Katie Levick

Personal information
- Full name: Katie Ann Levick
- Born: 18 July 1991 (age 35) Sheffield, England
- Batting: Right-handed
- Bowling: Right-arm leg break
- Role: Bowler

Domestic team information
- 2008–2024: Yorkshire
- 2016–2019: Yorkshire Diamonds
- 2020–2024: Northern Diamonds
- 2021–2022: Northern Superchargers
- 2023–2024: Birmingham Phoenix
- 2025–present: Durham
- 2025: Welsh Fire
- 2026–present: Trent Rockets

Career statistics
| Competition | WLA | WT20 |
| Matches | 118 | 130 |
| Runs scored | 237 | 122 |
| Batting average | 7.18 | 4.35 |
| 100s/50s | 0/0 | 0/0 |
| Top score | 30* | 13 |
| Balls bowled | 5,580 | 2,607 |
| Wickets | 183 | 161 |
| Bowling average | 17.40 | 15.69 |
| 5 wickets in innings | 3 | 3 |
| 10 wickets in match | 0 | 0 |
| Best bowling | 6/25 | 5/15 |
| Catches/stumpings | 19/– | 10/– |
- Source: CricketArchive, 5 October 2023

= Katie Levick =

English cricketer

Katie Ann Levick (born 18 July 1991) is an English cricketer who has played for Yorkshire, Yorkshire Diamonds, Northern Diamonds, Birmingham Phoenix, Durham and Welsh Fire. She is a leg spin bowler, and is the leading wicket taker in Women's County Championship cricket.

==Personal life==
Levick is from Sheffield. Levick studied at Sheffield Hallam University, graduating in 2012. She later worked as a teacher, and as of 2020, she was a marketing manager for Yorkshire CCC's coaching department.

==Career==
Levick played club cricket for Upper Haugh Cricket Club in Rotherham, alongside her brother. The club had no girls team, so she played on the boys team. At the age of 16, Levick debuted for Yorkshire Women. She has taken 190 wickets in the Women's County Championship, more than any other player. Levick took 20 wickets in the 2015 season at an average of 9 runs per wicket. She was the second highest wicket taker in the competition, behind Sarah Clarke. In 2018, Levick took 20 wickets for Yorkshire Women in the County Championship and Twenty20 tournaments.

From 2011 to 2012, Levick was a member of the England Academy squad, but after graduating from university, she left the academy to find paid work. Levick played in the Women's Cricket Super League between 2016 and 2019, representing the Yorkshire Diamonds.
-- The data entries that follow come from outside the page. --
PR #3109, opened 2026-06-17
ci: Fix docs workflow && build on PRs

mathbunnyru:
I update all workflows to use new image (which now has git-lfs)
Also, to check it, we should build docs in PRs - it's fast, so shouldn't affect anyone.


kuznetsss (dismissed):

godexsoft (approved):
:rage1:

PR #3113, opened 2026-06-23
fix: Don't cache requests with params

kuznetsss:
`ResponseExpirationCache` is using only `method` (or `command`) as a key, but responses might be different with different params. This may lead to a client getting incorrect response because of caching. This PR fixes it by caching only requests without any additional params.


src/util/ResponseExpirationCache.cpp
```diff
@@ -44,9 +47,36 @@ ResponseExpirationCache::shouldCache(std::string const& cmd)
...
+    // "command" and "method" merely name the RPC command — they do not affect response content.
+    //
+    // "id" is safe to ignore because the web layer re-applies the current request's id to the
+    // response AFTER the cache lookup (see src/web/RPCServerHandler.hpp), so a cached body never
+    // leaks a stale id back to the client.  Ignoring "id" is also necessary for WebSocket
+    // requests, which almost always carry an id and would otherwise never benefit from caching.
+    //
+    // "api_version" is intentionally NOT in this ignore-set: it can change the response body
+    // content (not just an echoed field), so requests carrying it must bypass the cache entirely.
+    static constexpr std::array<std::string_view, 3> kIgnoredKeys{"command", "method", "id"};
```
godexsoft: probably can use std::to_array

src/util/ResponseExpirationCache.cpp
```diff
@@ -44,9 +47,36 @@ ResponseExpirationCache::shouldCache(std::string const& cmd)
...
+
+    for (auto const& kv : request) {
+        std::string_view const key{kv.key()};
+        if (std::ranges::find(kIgnoredKeys, key) == kIgnoredKeys.end())
```
godexsoft: not contains()?

tests/unit/util/ResponseExpirationCacheTests.cpp
```diff
@@ -11,40 +11,105 @@ using namespace util;
 struct ResponseExpirationCacheTests : public ::testing::Test {
 protected:
     ResponseExpirationCache cache_{std::chrono::seconds{100}, {"key"}};
+    // A bare request: only the "command" key, which is in the ignore-set.
```
godexsoft: Probably not very useful comment

godexsoft (changes requested):
Few nits 👍

godexsoft (approved):
🥳

PR #3118, opened 2026-06-26
build: Switch to new XRPLF Conan remote

mathbunnyru:
This switched the remote, updates lockfile, so it's consistent with new remote.
I uploaded `xrpl/3.2.0` manually to the new remote.

Also updated openssl to 3.6.3, to ensure we're using our custom openssl recipe.


conanfile.py
```diff
@@ -47,7 +47,7 @@ def requirements(self):
         # So they must be direct requirements of clio to get their include dirs;
         # the version pins match xrpl's, so this does not change any package_id.
         self.requires("grpc/1.78.1")
-        self.requires("openssl/3.6.2")
+        self.requires("openssl/3.6.3", force=True)
```
godexsoft, line 50: This is something more than switching remote. Is this to match xrpld, right ❓

godexsoft (approved):
In theory this is fine but i see you also updated openssl. It is matching rippled though so probably this is ok. :rage1:  :rage2:

conanfile.py
mathbunnyru: Not exactly, I wrote in PR description, but let me give more info.

We upload custom openssl recipe, but only for the latest minor version present currently at official CCI (they delete the previous one).
So, in new Conan remote, there is no 3.6.2, so we have to update.

I don't think this would cause any issues

PR #3123, opened 2026-06-29
build: Use apple-clang 21; remove SourceLocation stub

mathbunnyru:


godexsoft (approved):
Yay. hopefully it really does work on all platforms now :rage2:

PR #3126, opened 2026-06-30
ci: Pin scylladb docker to fix integration tests

mathbunnyru:
It seems that new scylladb versions have changed `SimpleStrategy` that we use and now code fails with:
```
C++ exception with description "Could not create keyspace: future::get(): SimpleStrategy doesn't support tablet replication" thrown in the test fixture's constructor.
```

This should fix it for now in integration tests, but we should take a closer look if we need to migrate the database

### DIFF
--- a/.github/workflows/reusable-test.yml
+++ b/.github/workflows/reusable-test.yml
@@ -104,7 +104,7 @@ jobs:
 
     services:
       scylladb:
-        image: ${{ inputs.container != '' && 'scylladb/scylla' || '' }}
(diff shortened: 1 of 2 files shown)


godexsoft (approved):
We should be careful with scylla and their driver.. we have seen that updating the driver also broke things last time we tried. My understanding is that this change is pinning the older version, right?

mathbunnyru:
> We should be careful with scylla and their driver.. we have seen that updating the driver also broke things last time we tried. My understanding is that this change is pinning the older version, right?

Yes, it's pinning the version before the latest release, which broke something.
And this change is tests-only, no effect on production.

She took 29 wickets, more than any other non-international cricketer, at an economy rate of 6.60. In 2019, Levick was named The Guardians Women's Cricketer of the Year.

In 2020, Levick played for the Northern Diamonds in the Rachael Heyhoe Flint Trophy. She took eight wickets in the group stages of the tournament, including taking 3/22 from 10 overs in the Diamonds' match against North West Thunder. In the Rachael Heyhoe Flint Trophy final against Southern Vipers, Levick took 3/49 from 8 overs, including the wicket of Georgia Adams. Levick signed for the Northern Superchargers for The Hundred. The 2020 season of The Hundred was cancelled due to the COVID-19 pandemic, but Levick was retained by the Superchargers for the 2021 season. In October 2020, Levick tested positive for COVID-19, and later suffered the effects of long COVID. At one point, she was unsure if she would be able to play cricket again, though she later returned to action in the 2021 Rachael Heyhoe Flint Trophy. At the end of the 2021 season, it was announced that Levick had signed a professional contract with Northern Diamonds.

In April 2022, she was signed by the Northern Superchargers for the 2022 season of The Hundred. She was the leading wicket-taker in the 2022 Charlotte Edwards Cup, with 15 wickets at an average of 9.06. In 2023, she was Northern Diamonds' leading wicket-taker in both the Rachael Heyhoe Flint Trophy and the Charlotte Edwards Cup, with 24 and 12 wickets respectively, as well as being Birmingham Phoenix's leading wicket-taker in The Hundred, taking 11 wickets. in four seasons of the Charlotte Edwards Cup, Levick was in the top five wicket-takers on three occasions.

Following the re-organisation of women's cricket in England, Levick signed for Durham ahead of the 2025 season. She signed a three-year deal with the club, and chose the club over Yorkshire as Durham were a Tier 1 club in 2025, whereas Yorkshire were Tier 2. Prior to the 2025 The Hundred season, Levick moved from Birmingham Phoenix to Welsh Fire.